1.2.2. Ad hoc Arbitration

Ad hoc arbitration is a proceeding that is not administered by an institution, and therefore requires the parties to make their own arrangements. One common misunderstanding when comparing these two possibilities to conduct arbitral proceedings is that ad hoc arbitration is less expensive than institutional arbitration. At first sight, this seems to be true: In ad hoc arbitration there are no fees to be paid to an institution for administrative services. However, the administrative services that arbitral proceedings require do not cease to exist. In ad hoc arbitration the arbitrators themselves have to handle these administrative aspects, and they do not undertake these tasks without charging the parties. Furthermore, the negotiating power of the arbitrators with respect to their fees, regularly necessary in ad hoc arbitration, is rather high. This leads to the conclusion that ad hoc arbitration tends to be more expensive than institutional arbitration.

Parties nevertheless wishing to conclude an ad hoc arbitration clause, or seeking to proceed to arbitration after a dispute has arisen, have the option to negotiate a complete set of rules, establishing procedures which fit precisely their particular needs. Experience has shown that this approach requires significant time, attention and expense without providing assurance that the terms agreed will address all eventualities.

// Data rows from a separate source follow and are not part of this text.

PR #110, opened 2026-07-15
fix(security): validate production.values and gate controller WS

YRWoods:
## Summary
- Validate `production.values` (known keys, resolution/framerate/clock bounds) on PATCH and again at Strom flow build.
- Reject unknown graphic overlay IDs on GRAPHIC_ON/OFF and macros.
- When `API_KEY` is set, require Bearer or `?key=` on controller WebSocket upgrades (parity with HTTP).

## Why
Defence-in-depth for values that reach Strom block properties; close WS auth gap when static API key is used.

Other options available to parties wishing to proceed ad hoc include: (i) adoption of the rules of an arbitral institution, amending provisions for selection of the arbitrator(s) and removing provisions for administration of the arbitration by the institution (where possible)1, (ii) incorporating statutory procedures such as the Austrian Arbitration Act (or applicable state law), or (iii) adopting rules crafted specifically for ad hoc arbitral proceedings such as the UNCITRAL Rules which may be used for both domestic and international disputes.

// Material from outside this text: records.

PR #111, opened 2026-07-15
fix(security): rate-limit reconnect and skip fixture cleanup

### LINKED ISSUE #89: [SECURITY][LOW] POST /api/v1/reconnect has no rate limit and executes cleanLegacyFixtures on every call — DoS vector

YRWoods:
## Summary
Closes #89.

- Cap `POST /api/v1/reconnect` at **5 req/min** (auth-exempt DoS surface).
- Stop calling `cleanLegacyFixtures()` on every reconnect (still runs at startup in `main.ts`).
- Reconnect still reconnects DB + probes Strom version.

## Why
Unauthenticated clients could hit global 200/min and force repeated CouchDB list/destroy work via fixture cleanup.

## Test plan
- [x] `npm run typecheck`
- [ ] `POST /api/v1/reconnect` when DB up → 200/503 as before
- [ ] 6th call within a minute → 429

### DIFF
--- a/src/routes/status.ts
+++ b/src/routes/status.ts
@@ -3,7 +3,6 @@ import { isDbReady, connectDb, isDbConnected } from '../db/index.js';
 import { StromClient } from '../lib/strom.js';
 import { getStromToken } from '../lib/strom-token.js';
 import { config } from '../config.js';
-import { cleanLegacyFixtures } from '../db/seed.js';
 
 const statusRoutes: FastifyPluginAsync = async (fastify) => {
   fastify.get('/api/v1/ping', async (_req, reply) => {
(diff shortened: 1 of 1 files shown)


YRWoods:
Withdrawing.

1.3. Other Forms of Dispute Resolution

Increasingly, clauses are inserted in international business contracts to provide that, if a dispute arises, the parties shall try to resolve it primarily by (amicable) negotiation. Such formula can be to the effect that in the event of a dispute, the parties will in the first place endeavour to settle such dispute by negotiating “in good faith”. Negotiations are only likely to succeed if the parties involved are capable of observing the substantial issues objectively with the eyes of a third party. Obviously, it is hard to remain objective where vital interests are threatened and/or at stake. Therefore, an impartial third party may be able to lead the parties’ discussions that otherwise are at risk of getting nowhere.

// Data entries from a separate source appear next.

PR #122, opened 2026-07-15
fix(security): coalesce concurrent SAT token exchanges

### LINKED ISSUE #85: [SECURITY][MEDIUM] SAT token cache concurrent-fetch race — parallel requests each independently exchange the PAT

YRWoods:
## Summary
Closes #85.

Only one PAT→SAT exchange in flight at a time; concurrent callers await the same promise.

This is why international contracts often provide that, before the parties commence arbitration (or litigation as the case may be), they shall endeavour to settle any dispute by some other form of alternative dispute resolution (ADR). These ADR methods typically involve mediation, or other forms of conciliation procedures (which are sometimes considered, depending on the wording of the clause, to constitute an additional condition for the tribunal’s jurisdiction). It is recognized by Austrian courts that such procedures are admissible. In terms of drafting, parties should take care to ensure that the arbitration agreement remains operable.



1 This could trigger diverse complications as the bodies of the arbitral institutions are designed within a specific framework. See in detail A. Redfern et al., Redfern and Hunter on International Arbitration (2nd edn, New York, Oxford University Press, 2009), para. 1-157 et seq.